In our first assignment we learned that the mass of the Milky Way is \(10^{10} M_{\odot} \). Lets see how our calculations compare: \[ M_{MW} = 10^{10} M_{\odot} = 10^{10} \times 2 \times 10^{33} = 2 \times 10^{43} \: grams \] \[M(< 100 \: kpc) = \frac{ V_c^2 r }{G} = \frac{ (240)^2 (2 \times 10^{43}) }{6.67 \times 10^{-8}} = 8.6 \times 10^{54} \: grams \]
That is a huge discrepancy between the two masses. Something suspicious is afoot...
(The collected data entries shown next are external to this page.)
PR #2480, opened 2025-04-10
change layout of `test_details` results

sosiouxme:
Rather than a "normalized" job name taking up an oversized column on the left, the real job names are interleaved with their results. Also if a sample or basis job is not present, name and zeroed stats are omitted. I think this is clearer, and it compacts better than the previous layout (where the long job name would become many lines).

image

The normalized name no longer has a use in the UI so omit it.


neisw:
/lgtm
/hold
release when ready
never liked that normalizedjobname anyway :stuck_out_tongue_winking_eye:

PR #2489, opened 2025-04-13
Improve middleware and port regression tracker over

dgoodwin:
Improve the middleware design by moving Transform from acting on db results, which differ between main reports and test details reports requiring two implementations. Instead we move it further back, right before we perform analysis on ReportTestStats. Middleware is given the stats via pointer and has their chance to adjust base stats (fallback / regression analysis), adjust required confidence (regression tracker hysteresis), and inject explanations for what they did.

Good job Danielle...that is quite the discrepancy in part c though. I think you should be very careful about units. In particular, what are the units of V_c that you plugged in? Are these the same units used for r and G? Additionally, your mass of the MW seems to be off due to math. Other than the algebraic mistakes, you logic is spot-on! 4/5
ReplyDeleteHi Ashley! I definitely typed something in funny. I fixed the algebra now, at least from what I wrote down, hopefully that gives the right answer.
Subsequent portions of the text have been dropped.